One of the most fascinating chapters in the history of Saifuddin’s portrait was its purchase by Prince Konstanty Adam Czartoryski in the late 1820s. The prince sent the painting to his mother, Izabella Czartoryska, as she was completing an inventory of her formidable collection, titled Poczet pamiątek zachowanych w Domu Gotyckim w Puławach, published in Warsaw in 1828. To this day, the portrait can be seen in the Czartoryski Museum in Kraków. Hadjinicolaou correctly decided that the portrait’s acquisition by a Polish aristocratic family should be included in its story. However, his interpretation of the historical context and motivation for the painting’s purchase remains tenuous. In 1795, after the third partition of the Polish–Lithuanian Commonwealth by Prussia, Austria, and Russia, the country ceased to exist. The next one-hundred-twenty-three years were a period of unsuccessful uprisings, followed by waves of emigration of Polish noblemen. Among the objects sent by Konstanty Adam to his mother alongside Saifuddin’s portrait was a button, allegedly from Washington’s robe. The same list of objects received in 1828 includes two other Washington memorabilia, sent not by Konstanty Adam but by Eliza Parke Custis, the president’s granddaughter (not mentioned by Hadjinicolaou). Among the 1531 objects recorded by Czartoryska in her inventory, Hadjinicolaou singles out not only Washington’s memorabilia but also a portrait of Jeanne d’Arc and an arrow of Wilhelm Tell.
According to Hadjinicolaou, the inclusion of Washington, d’Arc, and Tell memorabilia in the same collection would establish Saifuddin as a symbol of independence of a small Moluccan nation against the VOC’s might, akin to the Polish resistance against its powerful partitioners (pp. 90-91). In Polish dreams of sovereignty, George Washington indeed featured prominently, alongside two Polish heroes of the American Revolutionary War, Kazimierz Pułaski and Tadeusz Kościuszko (with whom several in the collection were associated). But to extend the same aspirational identification to a tiny seventeenth-century sultanate with no historical ties to the Polish-Lithuanian Commonwealth is difficult to imagine. Ultimately, this tenuous suggestion is a product of the same neglect of primary sources as the deficiencies in the earlier sections on Southeast Asia.

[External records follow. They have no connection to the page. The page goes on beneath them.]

PR #3365, opened 2022-04-20
Repository factory refactor

leandroBorgesFerreira:
This PR should be merge after #3358 

### 🎯 Goal

Refactoring the initialization of `RepositoryFacade` and `RepositoryFactory`.

### 🛠 Implementation details

Adding the possibility for users to customize the repositories and use their own version of repositories in OfflinePlugin. This allows the users to have their own database system as long it implements our interfaces.

### 🧪 Testing

Test persistence in the SDK

#### General
- ~[ ] PR is linked to the GitHub issue it resolves~

#### Code & documentation

### ☑️Reviewer Checklist

### 🎉 GIF


stream-chat-android-client/src/main/java/io/getstream/chat/android/client/persistance/repository/factory/RepositoryProvider.kt
```diff
@@ -0,0 +1,33 @@
...
+
+        private var instance: RepositoryProvider? = null
+
+        public fun changeRepositoryFactory(repositoryFactory: RepositoryFactory) {
+            instance = RepositoryProvider(repositoryFactory)
+        }
+
+        public fun get(): RepositoryProvider? = instance
+    }
+}
```
kanat, line 33: Hey @leandroBorgesFerreira,

I can see we set a `RepositoryFactory` instance though `changeRepositoryFactory`, but we never use `RepositoryProvider.get`. So I'm wondering what is the purpose of this class.

Do we really need to provide a singleton which holds `RepositoryFactory` reference?

stream-chat-android-client/src/main/java/io/getstream/chat/android/client/persistance/repository/factory/RepositoryProvider.kt
```diff
@@ -0,0 +1,33 @@
...
+ * distributed under the License is distributed on an "AS IS" BASIS,
+ * WITHOUT WARRANTIES OR CONDITIONS OF ANY KIND, either express or implied.
+ * See the License for the specific language governing permissions and
+ * limitations under the License.
+ */
+
+package io.getstream.chat.android.client.persistance.repository.factory
+
+public class RepositoryProvider private constructor(
+    private val repositoryFactory: RepositoryFactory,
```
kanat, line 20: Are KDocs missing here?

stream-chat-android-client/src/main/java/io/getstream/chat/android/client/persistance/repository/factory/RepositoryFactory.kt
```diff
@@ -0,0 +1,52 @@
...
+    public fun createMessageRepository(
+        getUser: suspend (userId: String) -> User,
+    ): MessageRepository
+
+    public fun createReactionRepository(getUser: suspend (userId: String) -> User): ReactionRepository
+
+    public fun createSyncStateRepository(): SyncStateRepository
+
+    public fun createAttachmentRepository(): AttachmentRepository
+}
```
kanat, line 52: Are KDocs missing here?

stream-chat-android-offline/src/main/java/io/getstream/chat/android/offline/plugin/factory/StreamOfflinePluginFactory.kt
```diff
@@ -76,6 +81,12 @@ public class StreamOfflinePluginFactory(
      */
     override fun get(user: User): Plugin = createOfflinePlugin(user)
 
+    private var repositoryFactory: RepositoryFactory? = null
+
+    public fun setRepositoryFactory(repositoryFactory: RepositoryFactory) {
+        this.repositoryFactory = repositoryFactory
+    }
+
```
kanat, line 89: Could we potentially pass something like `RepositoryFactoryCreator` into `StreamOfflinePluginFactory` constructor with a default implementation provided? What do you think?

leandroBorgesFerreira: We already default to `DatabaseRepositoryFactory`, if the user doesn't set a custom factory. That's the behavior that I expect to happen in most cases. 
We can ask that `RepositoryFactory` is passed in the constructor of `StreamOfflinePluginFactory`, but that would complicate this class, as users of Java can't use default values and they will be obligated to pass the `RepositoryFactory` inside `StreamOfflinePluginFactory`. In the current way, they would simply use the default factory.

kanat: Just curious if we could use `StreamOfflinePluginFactory @JvmOverloads constructor(...)`.
What do you think? :)

leandroBorgesFerreira: `@JvmOverloads` Would indeed solve this problem. Another problem that I see is that `DatabaseRepositoryFactory` need `User` which is only obtained when `StreamOfflinePluginFactory.get` is called, so it isn't available when the constructor is called

kanat: Yup, that's why I thought we might have something like `RepositoryFactoryCreator` and pass it to `StreamOfflinePluginFactory` constructor with `@JvmOverloads`:
```kotlin
interface RepositoryFactoryCreator {
    fun createRepositoryFactory(
            scope: CoroutineScope,
            context: Context,
            user: User?,
            offlineEnabled: Boolean,
    ): RepositoryFactory
}
```

Just thinking out loud :)

stream-chat-android-client/src/main/java/io/getstream/chat/android/client/persistance/repository/factory/RepositoryFactory.kt
```diff
@@ -0,0 +1,88 @@
...
+import io.getstream.chat.android.client.persistance.repository.ReactionRepository
+import io.getstream.chat.android.client.persistance.repository.SyncStateRepository
+import io.getstream.chat.android.client.persistance.repository.UserRepository
+
+/**
+ * Factory that creates all repositories of SDK.
+ */
+public interface RepositoryFactory {
+
+    public fun <T : Any> get(classz: Class<T>): T
```
kanat, line 35: Would it be possible to use `KClass` instead?

leandroBorgesFerreira: I thought about `KClass`, but wouldn't this be worse for Java users?

kanat (approved):
LGTM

Der amputierte Herrscher is a concise, accessible, and well-illustrated book that can be of interest to a non-specialist reader seeking to learn more about the seventeenth-century spice trade, Dutch-Moluccan relations, visual propaganda, and the functions and types of political portraiture. However, it does not deliver on its promise to reconstruct Saifuddin’s life, the perception of a disabled ruler by his contemporaries, and the possible display and reception of the portrait at the time of its creation. The book’s failure to engage with VOC’s documents and travelogues published ca. 1700 consolidates its status as an introductory read aimed at a popular audience. This is, of course, a perfectly reasonable ambition. However, as the first monograph dedicated to such a unique object, one would hope for its more thorough and critical discussion.